Stochastic Process

Keith A. Lewis

April 25, 2024

Abstract
Random variables indexed by time

A stochastic process is a collection of random variables indexed by time. A stochastic process is completely specified by its finite joint distributions. The standard setup specifies a sample space \Omega, and a probability measure P defined on algebras \mathcal{A}_t, t\in T. It is common to assume T is totally ordered and \mathcal{A}_t\subseteq\mathcal{A}_u whenever t\le u.

We write X_t\colon\mathcal{A}_t\to\boldsymbol{R}, t\in T, to indicate X_t is a function from \Omega to the real numbers that is \mathcal{A}_t-measurable. If \mathcal{A} is an algebra of sets then A\in\mathcal{A} is an atom of \mathcal{A} if B\in\mathcal{A} and B\subseteq A then either B = A or B = \emptyset.

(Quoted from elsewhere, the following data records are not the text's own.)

Issue #112, opened 2017-09-02
CBS export Bugs


ploegvde:
When testing by our customer we have noted a few bugs. We will create PR soon for the fixes:

1. First line, phone number. If phone number of company setting is with country code =31, it has to be replaced by a 0
2. First line pos 22: This digit has to represents the month that it concerns. Now it is wrongly the month of creation of the file. 
3. First line: Change line ending  LF  > CRLF
4. Detail lines pos 100. This has to be a invoice line number increment from 00 until 99.
5. Detail lines: Change line ending  LF  > CRLF
6. detail lines: If amount is 0, then calculate the line value as Cost price x qty
7. Footer line: Change line ending  LF  > CRLF

PR #152, opened 2018-02-19
[11.0][MIG] l10n_nl_cbs_export

astirpe:
Porting `l10n_nl_cbs_export` to V11.
Includes fixes for issue https://github.com/OCA/l10n-netherlands/issues/112


StefanRijnhart (changes requested):
Diff looks good! Would it be possible to attribute the work of the original author of the fixes for #112 with a separate commit using --author?

astirpe:
@StefanRijnhart done. Thanks!

l10n_nl_cbs_export/models/cbs_export_file.py
```diff
@@ -0,0 +1,279 @@
...
+                    '-', '').zfill(10)
+            else:
+                value += str(int(invoice_line.price_subtotal)).replace(
+                    '-', '').zfill(10)
+            value += str('+') + str('0000000000').zfill(10)
+
+            if len(str(invoice_line.invoice_id.number or '')) < 8:
+                invoice_value = \
+                    str(invoice_line.invoice_id.number) + \
+                    str(invoice_line_number).zfill(2)
```
StefanRijnhart, line 260: You could use `(line_counter -1) % 100` so that you don't have to keep two counters. I find having two counters slightly confusing. But it's a matter of taste, of course (non blocking for merge).

StefanRijnhart (approved):
Thanks for going through the trouble of reorganizing those commits!

CasVissers-360ERP (approved):
Basic functional test done.

l10n_nl_cbs_export/__manifest__.py
```diff
@@ -0,0 +1,20 @@
+# Copyright 2017 Odoo Experts (<https://www.odooexperts.nl>)
+# License AGPL-3.0 or later (https://www.gnu.org/licenses/agpl).
+{
+    "name": "CBS Export Intrahandel Sale",
+    "version": "11.0.1.0.0",
+    "author": "Odoo Experts, Onestein, Odoo Community Association (OCA)",
+    "website": "https://www.odooexperts.nl",
```
tarteo: Can you change the website to https://github.com/OCA/l10n-netherlands

l10n_nl_cbs_export/models/cbs_export_file.py
```diff
@@ -0,0 +1,279 @@
...
+                str(datetime.strptime(
+                    invoice_line.invoice_id.date_invoice, '%Y-%m-%d'
+                ).strftime("%Y%m") or '').ljust(6) + \
+                str('7') + \
+                str(invoice_line.company_id.vat or ''
+                    ).replace(' ', '')[2:].ljust(12) + \
+                str(line_counter).zfill(5) + str(" " * 3) + \
+                str(invoice_line.invoice_id.partner_id.country_id.code or ''
+                    ).ljust(3) + \
+                str('3') + \
```
tarteo, line 233: Why use str() here? It's not really clear by reading what is happening here.

tarteo (changes requested):

l10n_nl_cbs_export/models/cbs_export_file.py
astirpe: @tarteo I agree, the code should be refactored.

As explained [here](https://github.com/OCA/l10n-netherlands/pull/84#issuecomment-306746876):

> ... the fixed values we use are for most common situations correct

and in the readme:

> Field Transport "Vervoerwijze" is set hardcoded on 3. This is the most common used value.

I would like to do refactor and complete the module according to the Roadmap, but in a separate PR. What do you think?

tarteo: In a seperate PR is OK for me.

tarteo (approved):

astirpe:
Thanks!

PR #154, opened 2018-03-06
[FIX] l10n_nl_xaf_auditfile_export: fix rounding issues

Yenthe666:
Before this fix you will get both an error on the `totalCredit` and `totalDebit` when the result of one of those two has a bigger decimal precision than 2. For an example customer we would get this traceback:
```
:18296:0:ERROR:SCHEMASV:SCHEMAV_CVC_FRACTIONDIGITS_VALID: Element '{http://www.auditfiles.nl/XAF/3.2}totalCredit': [facet 'fractionDigits'] The value '1207618.6192' has more fractional digits than are allowed ('2').

:18296:0:ERROR:SCHEMASV:SCHEMAV_CVC_DATATYPE_VALID_1_2_1: Element '{http://www.auditfiles.nl/XAF/3.2}totalCredit': '1207618.6192' is not a valid value of the atomic type '{http://www.auditfiles.nl/XAF/3.2}Amount2decimals'. 
```

By rounding the returned SQL values we're always sure the precision is 2 and not something like 4.
This fixes two issues at once. I'm just not sure if we should do it with a round and precision 2 on the return or with a round in the SQL query.

### DIFF
--- a/l10n_nl_xaf_auditfile_export/models/xaf_auditfile_export.py
+++ b/l10n_nl_xaf_auditfile_export/models/xaf_auditfile_export.py
@@ -222,7 +222,7 @@ class XafAuditfileExport(models.Model):
             'and date <= %s '
             'and (company_id=%s or company_id is null)',
             (self.date_start, self.date_end, self.company_id.id, ))
-        return self.env.cr.fetchall()[0][0]
+        return round(self.env.cr.fetchall()[0][0], 2)
 
     @api.multi
     def get_move_line_total_credit(self):
@@ -233,7 +233,7 @@ class XafAuditfileExport(models.Model):
             'and date <= %s '
             'and (company_id=%s or company_id is null)',
             (self.date_start, self.date_end, self.company_id.id, ))
-        return self.env.cr.fetchall()[0][0]
+        return round(self.env.cr.fetchall()[0][0], 2)
 
     @api.multi
     def get_journals(self):


hbrunn:
if you want to change anything, using [float_round](https://github.com/OCA/OCB/blob/11.0/odoo/tools/float_utils.py#L37) might be a good idea for consistency. Even though I can't think of a case where this will behave differently than `round`. I'd merge this as it is tbh

Yenthe666:
@hbrunn hmm yes I was not sure there either, I couldn't think of any other cases either. By the way, this issue should be identical in 9.0 and 10.0 now that I think of it. Do you guys forward port like Odoo too? Or do you want me to make three PR's?

hbrunn:
I would *like* you to do three PRs, but there's no way I can *ask* you to do this I think.

Forward/backward porting in the OCA relies on somebody needing whatever is done in another version, so no, there's no central organization that keeps versions in sync.

Yenthe666:
I'm more then happy to fix it in all three versions at once, so it is handled and identical in all versions. I'll wait for now to be sure that this will get accepted and merged in. If this is the case I'll make PR's for 9.0 and 10.0 too.
CC @astirpe and @RoelAdriaans-B-informed by the way.

StefanRijnhart:
`self.company_id.currency_id.round()` which uses float_round with the currency's precision. But then, what are the chances that the currency is going to be anything other than EUR....

StefanRijnhart (approved):

Yenthe666:
Yep, agreed. So what more do I need to get this merged guys? Or should I still change it to the currency_id round?

hbrunn:
I just wait for somebody to scream `merge this'

Yenthe666:
Hmm. Merge this! There, I did it haha. ;)

PR #155, opened 2018-03-06
[FIX] CSS Namespace conflict with account_financial_report_qweb

StefanRijnhart:
The CSS in this module seems borrowed from https://github.com/OCA/account-financial-reporting/blob/10.0/account_financial_report_qweb/static/src/css/report.css. The styles have diverged by now, so that when both modules are installed the layout is messed up.

vat


astirpe (approved):
Thank you @StefanRijnhart

Issue #213, opened 2023-01-25
dynamic state3 + GPL brokenness


zmike:
A couple different items:

Zink uses GPL with a fragment output stage that uses the forbidden trio of `VK_DYNAMIC_STATE_COLOR_BLEND_ENABLE_EXT`,
`VK_DYNAMIC_STATE_COLOR_BLEND_EQUATION_EXT`, and `VK_DYNAMIC_STATE_COLOR_WRITE_MASK_EXT`. According to the spec:

`
pAttachments is a pointer to an array of VkPipelineColorBlendAttachmentState structures defining blend state for each color attachment. It is ignored if the pipeline is created with VK_DYNAMIC_STATE_COLOR_BLEND_ENABLE_EXT, VK_DYNAMIC_STATE_COLOR_BLEND_EQUATION_EXT, and VK_DYNAMIC_STATE_COLOR_WRITE_MASK_EXT dynamic states set.
`

This is not handled correctly, and fossilize crashes from attempting to access the null `pAttachments` pointer.

Additionally, `VkPipelineRenderingCreateInfo` is accessed improperly in non-fragment_output stages for GPL pipelines. According to spec, formats may only be accessed in fragment output stage.

PR #214, opened 2023-01-25
GPL + EDS3 fixes

zmike:
this should resolve https://github.com/ValveSoftware/Fossilize/issues/213


zmike:
Hm it seems like it might not be correctly replaying the captures, so probably I missed/broke something else too.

Exercise. If \mathcal{A} is a finite algebra of sets on \Omega then the atoms of \mathcal{A} are a partition of $.

Hint: A collection \mathcal{A} of subsets of \Omega is a partition if the sets in \mathcal{A} are pairwise disjoint and the union of all sets in \mathcal{A} equals \Omega. Given \omega\in\Omega let A_\omega = \cap\{A\in\mathcal{A}\mid \omega\in\mathcal{A}\}.

In the finite case the atoms of \mathcal{A} determine the algeba \mathcal{A} so we can identify \mathcal{A} with its atoms.

Recall that a function X\colon\Omega\to\boldsymbol{R} is \mathcal{A}-measurable if \{\omega\in\Omega\mid f(\omega)\le x\} belongs to \mathcal{A} for all x\in\boldsymbol{R}.

Exercise. If \mathcal{A} is finite show f is measurable if and only if it is constant on atoms of \mathcal{A}.

A consequence of this exercise is that f\colon\Omega\to\boldsymbol{R} is \mathcal{A}-measurable if and only if f\colon\mathcal{A}\to\boldsymbol{R} is a function from the atoms of \mathcal{A} to the real numbers.